Returns { node_id, created, status, signal_id, intake_id, warnings }. created: false means a node with that id already existed — your metadata is not merged in that case; use PATCH (§1.3) instead.

After a successful create, hand the practitioner the share links: the profile page $ADAI_BASE/<type>/<slug> and the field view zoomed straight to the node, $ADAI_BASE/field?node=<node_id> (URL-encode the id). The second one is the "look at what I added" link.

Concepts are the field vocabulary — and "field" status is curated. In /field, a concept with no tag_origin reads as a real field (the art-historical layer: generative art, computer art, …); the ~100 fxhash artist tags carry tag_origin and read as muted folksonomy. If your token is write-scope, a concept you create is auto-stamped tag_origin: "contributor" (you'll see a warnings line saying so), so it lands as a tagged term, not a field. That's intended — create the concept if you need it as an EMBODIES target, but minting a genuine new field (a movement like cyberfeminism or tactical media) is a curator/admin call. If something you made deserves field status, flag it to a curator; an admin promotes it by clearing tag_origin (§1.3). Admin-scope creates skip the stamp — an unmarked concept is a field.
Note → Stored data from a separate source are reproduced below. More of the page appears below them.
Issue #141, opened 2024-12-02
Validation is too slow


athas:
Gradbench supports validation, but currently all the validation is for the eval to run the PyTorch implementation and compare the result. This has the following downsides:

1. It is inherently inefficient because when running *N* tools with some eval, you also end up running the PyTorch implementation *N* times.
2. The PyTorch implementations are somewhat slow, which makes (1) a significant obstacle for larger workloads.

The basic idea of executing a golden implementation on demand has the problem that it essentially has to run in the same Docker image as the eval. This makes it annoying to simply swap out the PyTorch implementation with some other one, such as the Manual ones from ADBench, as these come with lots of C++ baggage.

This could be addressed by extending the protocol  to allow the eval to communicate with *two* tools (one of which is the "golden" one), but that would be rather complex, so let's not do that. Instead, it should be possible to pass an eval a JSON file that is the result of a previous execution, and contains the golden results, and use that for validation. That JSON file can be computed using whatever tool we trust (hopefully a fast one). I think that was brought up in the initial discussion of the design for validation as well.

samestep:
Personally I'm not a huge fan of the added complexity of having the eval communicate with multiple tools, and I'd be more inclined to just go the route of using the Manual implementations from ADBench inside of the eval itself. I know you mentioned that it's a bit annoying to do this, but it's not too bad, right? Especially since we're going to include Manual under `tools` anyway, per #136.

athas:
We might not have Manual for future evals. In fact, we almost certainly will not. AD is mostly useful for those problems that are completely intractable to differentiate by hand.

samestep:
Yep that is fair. Still though, in general can't we just always use some fast tool for validation in any eval? That means the slowdown is at most 2x. Or we could even just save the expected outputs when we build the Docker image itself, if we really want to save time. All these seem better to me than adding extra complexity to the protocol itself.

athas:
I would prefer to pass in the expected outputs as a command line argument to the eval (which would then have to be copied into the Docker image, but I think that is not so difficult). The specifics can be worked out. I definitely agree that this should be done without modifying the protocol.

Common metadata fields by type. Metadata is free-form, but the UI reads these specific keys and renders them everywhere (profile pages, graph/field hover, listings). Put structured data in the fields below when you have it — fall back to free text otherwise.

For type: "artwork"year (single source of truth for any artwork-year display surface):

Field Type Meaning
year_start int First year. Required for any year display when you don't have year_raw.
year_end int | null Last year. Null or equal to year_start ⇒ single-year ("2024"). Otherwise renders as "2019–2024".
year_ongoing bool When true and year_end is null, renders as "2019–".
year_raw string Verbatim human form for the cases ints can't capture: "c. 1965", "1985–present", "late 1990s". Wins over year_start/year_end when present, so only set it if the structured pair is wrong.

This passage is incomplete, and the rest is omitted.